(Saved data entries)

-*-

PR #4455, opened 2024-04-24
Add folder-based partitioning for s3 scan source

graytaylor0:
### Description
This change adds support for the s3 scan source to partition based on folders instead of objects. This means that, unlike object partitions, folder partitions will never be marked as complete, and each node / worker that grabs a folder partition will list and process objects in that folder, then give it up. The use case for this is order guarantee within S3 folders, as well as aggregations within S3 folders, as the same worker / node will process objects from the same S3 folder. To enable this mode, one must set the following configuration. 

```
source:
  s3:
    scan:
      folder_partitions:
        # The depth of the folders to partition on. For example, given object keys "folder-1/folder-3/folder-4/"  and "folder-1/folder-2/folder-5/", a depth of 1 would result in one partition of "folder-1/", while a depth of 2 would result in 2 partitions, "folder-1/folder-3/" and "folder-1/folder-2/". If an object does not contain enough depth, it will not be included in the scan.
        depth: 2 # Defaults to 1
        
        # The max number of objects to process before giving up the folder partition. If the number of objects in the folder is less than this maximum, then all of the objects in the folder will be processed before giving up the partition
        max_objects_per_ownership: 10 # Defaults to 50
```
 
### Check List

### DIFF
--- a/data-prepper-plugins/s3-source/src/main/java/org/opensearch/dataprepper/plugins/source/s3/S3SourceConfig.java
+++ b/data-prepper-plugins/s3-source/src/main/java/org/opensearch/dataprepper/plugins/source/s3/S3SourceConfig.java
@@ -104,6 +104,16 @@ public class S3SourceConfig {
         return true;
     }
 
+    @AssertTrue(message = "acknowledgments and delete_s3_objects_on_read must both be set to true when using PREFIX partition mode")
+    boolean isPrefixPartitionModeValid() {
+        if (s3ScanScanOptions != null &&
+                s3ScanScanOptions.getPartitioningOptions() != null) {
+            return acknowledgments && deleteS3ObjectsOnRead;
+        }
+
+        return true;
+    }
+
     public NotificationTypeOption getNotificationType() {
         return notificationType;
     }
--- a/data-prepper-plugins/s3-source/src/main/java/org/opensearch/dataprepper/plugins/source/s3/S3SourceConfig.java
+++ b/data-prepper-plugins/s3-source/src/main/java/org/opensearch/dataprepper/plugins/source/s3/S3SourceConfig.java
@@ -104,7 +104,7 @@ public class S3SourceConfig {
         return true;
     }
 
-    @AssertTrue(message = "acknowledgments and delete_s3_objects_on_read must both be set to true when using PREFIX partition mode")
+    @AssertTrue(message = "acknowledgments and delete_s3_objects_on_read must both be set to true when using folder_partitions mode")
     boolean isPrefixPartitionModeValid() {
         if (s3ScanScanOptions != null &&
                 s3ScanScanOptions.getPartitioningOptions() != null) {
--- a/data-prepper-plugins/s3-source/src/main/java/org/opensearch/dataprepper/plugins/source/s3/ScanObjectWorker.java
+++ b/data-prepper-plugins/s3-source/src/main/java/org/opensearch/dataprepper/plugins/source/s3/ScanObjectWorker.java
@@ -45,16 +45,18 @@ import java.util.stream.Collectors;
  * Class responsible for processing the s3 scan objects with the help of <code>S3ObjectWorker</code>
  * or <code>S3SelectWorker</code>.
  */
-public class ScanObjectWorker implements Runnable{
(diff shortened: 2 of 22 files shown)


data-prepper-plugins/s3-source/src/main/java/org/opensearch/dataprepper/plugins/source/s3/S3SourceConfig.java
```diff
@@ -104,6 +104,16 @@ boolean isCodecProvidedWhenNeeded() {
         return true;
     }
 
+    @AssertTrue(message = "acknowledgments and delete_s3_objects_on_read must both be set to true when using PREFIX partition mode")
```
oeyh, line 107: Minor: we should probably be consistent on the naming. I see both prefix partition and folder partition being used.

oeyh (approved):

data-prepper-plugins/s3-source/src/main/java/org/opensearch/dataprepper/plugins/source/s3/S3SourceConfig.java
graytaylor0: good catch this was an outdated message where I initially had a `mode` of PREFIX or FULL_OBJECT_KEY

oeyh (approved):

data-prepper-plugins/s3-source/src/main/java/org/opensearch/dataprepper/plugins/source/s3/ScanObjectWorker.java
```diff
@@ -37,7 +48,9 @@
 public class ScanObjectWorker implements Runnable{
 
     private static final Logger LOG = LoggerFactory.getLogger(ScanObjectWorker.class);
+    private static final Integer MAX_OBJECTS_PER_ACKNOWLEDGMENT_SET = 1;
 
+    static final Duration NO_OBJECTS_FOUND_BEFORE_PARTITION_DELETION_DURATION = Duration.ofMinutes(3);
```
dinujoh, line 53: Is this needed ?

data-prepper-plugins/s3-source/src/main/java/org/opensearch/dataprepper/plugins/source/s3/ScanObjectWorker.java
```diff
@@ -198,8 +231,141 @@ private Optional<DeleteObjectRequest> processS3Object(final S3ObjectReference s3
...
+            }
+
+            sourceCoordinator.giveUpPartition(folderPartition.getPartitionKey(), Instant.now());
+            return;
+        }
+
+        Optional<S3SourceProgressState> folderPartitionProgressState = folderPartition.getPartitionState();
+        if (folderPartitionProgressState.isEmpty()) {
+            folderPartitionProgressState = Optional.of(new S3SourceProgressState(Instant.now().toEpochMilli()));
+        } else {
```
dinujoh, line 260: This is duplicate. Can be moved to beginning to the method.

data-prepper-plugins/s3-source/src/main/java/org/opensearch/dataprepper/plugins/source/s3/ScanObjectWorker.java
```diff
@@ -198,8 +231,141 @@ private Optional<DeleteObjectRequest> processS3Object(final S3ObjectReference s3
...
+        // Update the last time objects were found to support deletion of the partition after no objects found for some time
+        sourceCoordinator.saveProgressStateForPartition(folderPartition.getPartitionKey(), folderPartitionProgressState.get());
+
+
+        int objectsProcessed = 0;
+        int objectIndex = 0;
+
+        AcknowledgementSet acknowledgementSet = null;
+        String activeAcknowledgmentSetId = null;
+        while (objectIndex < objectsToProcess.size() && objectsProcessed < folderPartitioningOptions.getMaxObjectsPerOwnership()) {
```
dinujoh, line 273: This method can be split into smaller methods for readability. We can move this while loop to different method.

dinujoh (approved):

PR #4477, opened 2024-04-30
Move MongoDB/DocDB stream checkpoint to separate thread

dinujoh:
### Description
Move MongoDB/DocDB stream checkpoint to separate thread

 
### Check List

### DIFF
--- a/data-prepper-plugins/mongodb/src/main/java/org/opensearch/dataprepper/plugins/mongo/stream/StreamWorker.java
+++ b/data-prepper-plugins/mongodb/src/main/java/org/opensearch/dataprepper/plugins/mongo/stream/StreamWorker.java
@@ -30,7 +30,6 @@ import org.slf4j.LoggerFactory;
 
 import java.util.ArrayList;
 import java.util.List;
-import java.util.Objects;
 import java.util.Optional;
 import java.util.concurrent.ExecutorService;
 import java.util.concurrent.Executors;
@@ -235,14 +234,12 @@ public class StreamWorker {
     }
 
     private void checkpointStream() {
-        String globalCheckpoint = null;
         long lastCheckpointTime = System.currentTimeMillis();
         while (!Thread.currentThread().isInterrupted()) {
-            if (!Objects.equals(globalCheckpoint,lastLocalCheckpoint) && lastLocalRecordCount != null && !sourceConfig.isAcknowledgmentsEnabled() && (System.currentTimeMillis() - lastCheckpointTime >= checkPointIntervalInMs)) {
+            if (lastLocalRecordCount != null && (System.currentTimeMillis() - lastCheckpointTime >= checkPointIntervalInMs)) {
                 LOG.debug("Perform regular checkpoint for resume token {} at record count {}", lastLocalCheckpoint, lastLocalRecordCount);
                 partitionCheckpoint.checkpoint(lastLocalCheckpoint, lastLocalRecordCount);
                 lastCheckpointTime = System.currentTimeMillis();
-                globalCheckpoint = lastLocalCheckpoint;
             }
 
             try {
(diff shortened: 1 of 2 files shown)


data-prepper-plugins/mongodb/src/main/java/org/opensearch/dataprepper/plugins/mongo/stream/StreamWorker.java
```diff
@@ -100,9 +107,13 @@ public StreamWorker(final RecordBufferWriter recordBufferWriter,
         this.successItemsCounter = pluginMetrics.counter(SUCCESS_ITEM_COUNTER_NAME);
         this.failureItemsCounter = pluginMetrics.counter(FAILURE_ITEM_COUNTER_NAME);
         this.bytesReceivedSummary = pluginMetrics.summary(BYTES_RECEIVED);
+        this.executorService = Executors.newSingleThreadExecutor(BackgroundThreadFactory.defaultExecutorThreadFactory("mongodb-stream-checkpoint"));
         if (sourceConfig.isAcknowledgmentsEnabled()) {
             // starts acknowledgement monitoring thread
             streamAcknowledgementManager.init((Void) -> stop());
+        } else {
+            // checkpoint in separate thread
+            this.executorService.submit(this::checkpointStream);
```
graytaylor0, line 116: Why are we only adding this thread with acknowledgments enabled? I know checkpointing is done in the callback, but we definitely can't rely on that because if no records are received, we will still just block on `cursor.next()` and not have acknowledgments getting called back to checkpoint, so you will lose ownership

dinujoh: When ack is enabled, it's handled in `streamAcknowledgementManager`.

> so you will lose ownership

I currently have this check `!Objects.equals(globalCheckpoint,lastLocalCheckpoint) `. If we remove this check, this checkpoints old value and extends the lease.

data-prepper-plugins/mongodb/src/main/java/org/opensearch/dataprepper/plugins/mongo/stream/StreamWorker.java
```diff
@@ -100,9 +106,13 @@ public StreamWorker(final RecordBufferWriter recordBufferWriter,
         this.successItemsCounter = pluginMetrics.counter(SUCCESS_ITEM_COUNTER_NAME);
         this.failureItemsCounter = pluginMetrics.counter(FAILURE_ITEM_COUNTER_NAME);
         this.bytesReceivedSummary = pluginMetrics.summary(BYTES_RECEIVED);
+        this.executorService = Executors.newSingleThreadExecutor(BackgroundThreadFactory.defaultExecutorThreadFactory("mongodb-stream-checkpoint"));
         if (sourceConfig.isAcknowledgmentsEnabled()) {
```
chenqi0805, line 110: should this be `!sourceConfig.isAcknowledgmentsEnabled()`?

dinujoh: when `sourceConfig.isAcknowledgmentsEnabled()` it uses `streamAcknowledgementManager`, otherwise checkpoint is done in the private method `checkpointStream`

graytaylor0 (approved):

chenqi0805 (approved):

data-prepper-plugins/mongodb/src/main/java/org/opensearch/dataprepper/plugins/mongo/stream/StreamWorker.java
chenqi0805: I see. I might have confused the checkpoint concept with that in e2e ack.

-*-

PROBLEM: Among the entries above, count every line containing the string "implements". Your reply must be that number alone.

EXERCISE ANSWER: 2